◆ **YOUR GOAL**
Reproduce exactly the lines below, starting with the line that contains "With the generalized" and ending with the last line of the records, both included, and nothing else.

Saved entries:
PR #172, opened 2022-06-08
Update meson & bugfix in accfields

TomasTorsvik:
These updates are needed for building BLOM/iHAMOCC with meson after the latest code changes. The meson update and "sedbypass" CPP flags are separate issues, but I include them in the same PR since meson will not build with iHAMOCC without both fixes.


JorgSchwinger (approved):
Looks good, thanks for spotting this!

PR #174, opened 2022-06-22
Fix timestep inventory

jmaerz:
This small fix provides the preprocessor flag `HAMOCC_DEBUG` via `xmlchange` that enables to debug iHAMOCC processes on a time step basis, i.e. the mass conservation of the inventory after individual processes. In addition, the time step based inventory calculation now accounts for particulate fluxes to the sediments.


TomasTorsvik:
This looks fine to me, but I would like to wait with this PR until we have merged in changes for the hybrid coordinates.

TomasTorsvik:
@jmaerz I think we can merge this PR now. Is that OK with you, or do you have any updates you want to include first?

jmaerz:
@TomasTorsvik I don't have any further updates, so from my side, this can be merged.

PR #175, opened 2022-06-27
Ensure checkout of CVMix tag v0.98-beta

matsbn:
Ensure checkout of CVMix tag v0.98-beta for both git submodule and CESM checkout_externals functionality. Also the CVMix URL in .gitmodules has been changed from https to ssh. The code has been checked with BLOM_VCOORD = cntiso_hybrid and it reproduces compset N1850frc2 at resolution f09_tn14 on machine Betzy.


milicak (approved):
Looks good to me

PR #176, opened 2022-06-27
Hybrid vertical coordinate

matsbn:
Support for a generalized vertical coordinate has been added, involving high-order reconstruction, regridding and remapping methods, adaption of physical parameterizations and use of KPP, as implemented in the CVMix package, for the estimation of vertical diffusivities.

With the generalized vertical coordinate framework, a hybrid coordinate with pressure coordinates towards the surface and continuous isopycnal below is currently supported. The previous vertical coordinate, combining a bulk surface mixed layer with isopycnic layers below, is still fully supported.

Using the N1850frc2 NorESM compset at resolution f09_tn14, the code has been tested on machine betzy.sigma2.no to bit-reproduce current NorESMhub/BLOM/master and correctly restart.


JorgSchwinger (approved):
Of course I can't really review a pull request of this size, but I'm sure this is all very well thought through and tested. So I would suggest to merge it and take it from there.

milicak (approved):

◆ **RESULT OF THIS EXERCISE**
With the generalized vertical coordinate framework, a hybrid coordinate with pressure coordinates towards the surface and continuous isopycnal below is currently supported. The previous vertical coordinate, combining a bulk surface mixed layer with isopycnic layers below, is still fully supported.

Using the N1850frc2 NorESM compset at resolution f09_tn14, the code has been tested on machine betzy.sigma2.no to bit-reproduce current NorESMhub/BLOM/master and correctly restart.


JorgSchwinger (approved):
Of course I can't really review a pull request of this size, but I'm sure this is all very well thought through and tested. So I would suggest to merge it and take it from there.

milicak (approved):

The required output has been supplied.